A design critique template is a structured framework used to gather feedback on a design in progress. Unlike a "complaint session," a critique is a formal process where designers present their work and reviewers provide feedback based on specific User Goals and Business Objectives. It separates "Personal Taste" from "Functional Success," ensuring the design actually solves the problem it was meant to address.
The "Objective" Audit: 3 Ways to Ensure High-Quality Feedback
A critique is only useful if it results in a better product. Before starting your session on Miro, apply these three expert "health checks":
1. The "Goal-First" Presentation Audit
The Audit: Is the designer presenting "what they made" without explaining "why they made it"? The Fix: Audit for Context. A professional critique template must start with the Problem Statement and User Personas. If the reviewers don't know the goal, their feedback will be subjective. Force the presenter to state: "I am showing [Feature] for [User] to help them [Goal]."
2. The "I Like" Elimination Test
The Audit: Are your reviewers using phrases like "I like this" or "I don't feel this"? The Fix: Audit for Objective Language. Use the "What, Why, How" method in your template. Instead of "I don't like the button," the reviewer must say: "I am concerned that the button color (What) doesn't stand out enough (Why), which might prevent users from completing the checkout (How)." This turns an opinion into a logical argument.

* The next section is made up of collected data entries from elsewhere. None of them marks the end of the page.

PR #1341, opened 2019-03-10
Add debug symbols when building Debug on linux

bwrsandman:
The premake config doesn't include the debug symbols on linux in the debug config this adds them.

Commit cherry-picked from #1076.


DrChat:
Appreciated!

PR #1348, opened 2019-04-04
Instruction tests generated from console

DrChat:


halotroop2288 (approved):
There's no real reason to leave this open. You could take it or leave it.

Wunkolo:
Would greatly benefit test-coverage to get this in!

Wunkolo:
Just capturing this, but this is a very very huge and expansive set of tests, but might be too huge to add to the main repository due to the sheer size and amount of tests that it adds to the current set of unit tests. I've use these generated tests when adding and verifying new JIT optimizations though. It might be worth putting into its own repository.

PR #1351, opened 2019-04-08
[optimizations] More fast

chris-hawley:
Through changes in compile flags, games now run 3-4 fps faster. I also made a few changes so that we didn't have unnecessary returns on functions with static returns.

### DIFF
--- a/premake5.lua
+++ b/premake5.lua
@@ -79,7 +79,9 @@ filter("configurations:Release")
     "NDEBUG",
     "_NO_DEBUG_HEAP=1",
   })
-  optimize("On")
+  optimize("speed")
+  inlining("Auto")
+  floatingpoint("Fast")
   flags({
     "LinkTimeOptimization",
   })
@@ -88,6 +90,9 @@ filter({"configurations:Release", "platforms:Windows"})
   linkoptions({
     "/NODEFAULTLIB:MSVCRTD",
   })
+  buildoptions({
+    "/GT", -- enable fiber-safe optimizations
+   })
 
 filter("platforms:Linux")
   system("linux")


psennermann:
Is there a way to test this with Dx12?
Thanks

chris-hawley:
There is a build in the discord that has this and the other fixes currently pending in PR status. In the future, these types of questions should be made there. Plus, we got some great memes.

premake5.lua
```diff
@@ -79,7 +79,9 @@ filter("configurations:Release")
     "NDEBUG",
     "_NO_DEBUG_HEAP=1",
   })
-  optimize("On")
+  optimize("speed")
+  inlining ("Auto")
```
gibbed: Fix formatting.

premake5.lua
```diff
@@ -79,7 +79,9 @@ filter("configurations:Release")
...
+  floatingpoint ("Fast")
```
gibbed: Extraneous space.

gibbed: Extraneous space.

premake5.lua
gibbed: Extraneous space.

premake5.lua
```diff
@@ -157,7 +164,7 @@ filter("platforms:Windows")
     "/wd4127",  -- 'conditional expression is constant'.
     "/wd4324",  -- 'structure was padded due to alignment specifier'.
     "/wd4189",  -- 'local variable is initialized but not referenced'.
-    "/utf-8",   -- 'build correctly on systems with non-Latin codepages'.
+    "/utf-8",	-- 'build correctly on systems with non-Latin codepages'.
```
gibbed: Tab instead of spaces.

premake5.lua
Margen67: Does changing this to Fast break anything?

src/xenia/cpu/backend/x64/x64_function.cc
```diff
@@ -30,13 +30,12 @@ void X64Function::Setup(uint8_t* machine_code, size_t machine_code_length) {
...
 }
 
-bool X64Function::CallImpl(ThreadState* thread_state, uint32_t return_address) {
+void X64Function::CallImpl(ThreadState* thread_state, uint32_t return_address) {
   auto backend =
       reinterpret_cast<X64Backend*>(thread_state->processor()->backend());
   auto thunk = backend->host_to_guest_thunk();
   thunk(machine_code_, thread_state->context(),
         reinterpret_cast<void*>(uintptr_t(return_address)));
-  return true;
```
gibbed: While we don't currently do anything with the return value, that's left open for in case we want to in the future.

I really doubt this has an impact on performance, do you have any metrics on this specific change alone?

premake5.lua
chris-hawley: I need to just revert that since I didn't actually change anything

src/xenia/cpu/backend/x64/x64_function.cc
chris-hawley: no, it probably doesn't. I'll revert it

premake5.lua
chris-hawley: what extraneous space?

gibbed: `inlining ("Auto")` vs `inlining("Auto")`

premake5.lua
chris-hawley: Not that I've noticed. It does seem to increase the problem with audio. However, increasing the audio thread priority resolves that.

chris-hawley:
Changes made

premake5.lua
```diff
@@ -88,6 +90,11 @@ filter({"configurations:Release", "platforms:Windows"})
   linkoptions({
     "/NODEFAULTLIB:MSVCRTD",
   })
+  buildoptions({
+	"/Ot",
```
gibbed: Tab instead of spaces.

premake5.lua
```diff
@@ -88,6 +90,11 @@ filter({"configurations:Release", "platforms:Windows"})
...
+	"/GL",
```
gibbed: Tab instead of spaces.

premake5.lua
```diff
@@ -88,6 +90,11 @@ filter({"configurations:Release", "platforms:Windows"})
...
+	"/GT",
```
gibbed: Tab instead of spaces.

premake5.lua
```diff
@@ -88,6 +90,11 @@ filter({"configurations:Release", "platforms:Windows"})
   linkoptions({
     "/NODEFAULTLIB:MSVCRTD",
   })
+  buildoptions({
```
gibbed: It'd be nice if you could explain what these build options actually do in a comment so we don't have to reference MSDN docs for it.

premake5.lua
```diff
@@ -79,7 +79,9 @@ filter("configurations:Release")
     "NDEBUG",
     "_NO_DEBUG_HEAP=1",
   })
-  optimize("On")
+  optimize("speed")
+  inlining("Auto")
+  floatingpoint("Fast")
```
gibbed: I think you mentioned side effects to this change, or was that for AVX2? (which isn't in this PR?)

chris-hawley: It was only for AVX2 and it was limited to only a few sections of games. Blue Dragon being the most noticeable and it only happens sometimes. So not sure if it's actually a problem somewhere else that just shows up with AVX2.

premake5.lua
chris-hawley: Ahh, yes. They are because premake doesn't have an option for those. I'll add in a comment.

premake5.lua
chris-hawley: Are you saying that you want tabs instead of spaces?

gibbed: No, I'm saying there is a tab instead of spaces. The rest of the file is space delimited.

chris-hawley:
changes made

chris-hawley:
should be gucci now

3. The "Silent Review" Guardrail
The Audit: Is the most senior person in the room dominating the feedback? The Fix: Audit for Equal Participation. Use "Silent Sticky-Noting" for the first 10 minutes of the critique. Let everyone place their feedback on the design before anyone speaks. This prevents "Groupthink" and ensures that junior designers can share critical insights without fear.
Strategic Frameworks: Which Critique Template Do You Need?
Select the Miro template that matches your design’s "Maturity Level":
The Concept (Lofi) Critique:
Best For: Early wireframes and sketches.
The Goal: To check the Logic, Flow, and Information Architecture. Don't talk about colors or fonts here; focus on the "Bones."
The High-Fidelity (Hifi) Critique:
Best For: Finished mockups and prototypes.
The Goal: To check Visual Hierarchy, Brand Alignment, and Accessibility.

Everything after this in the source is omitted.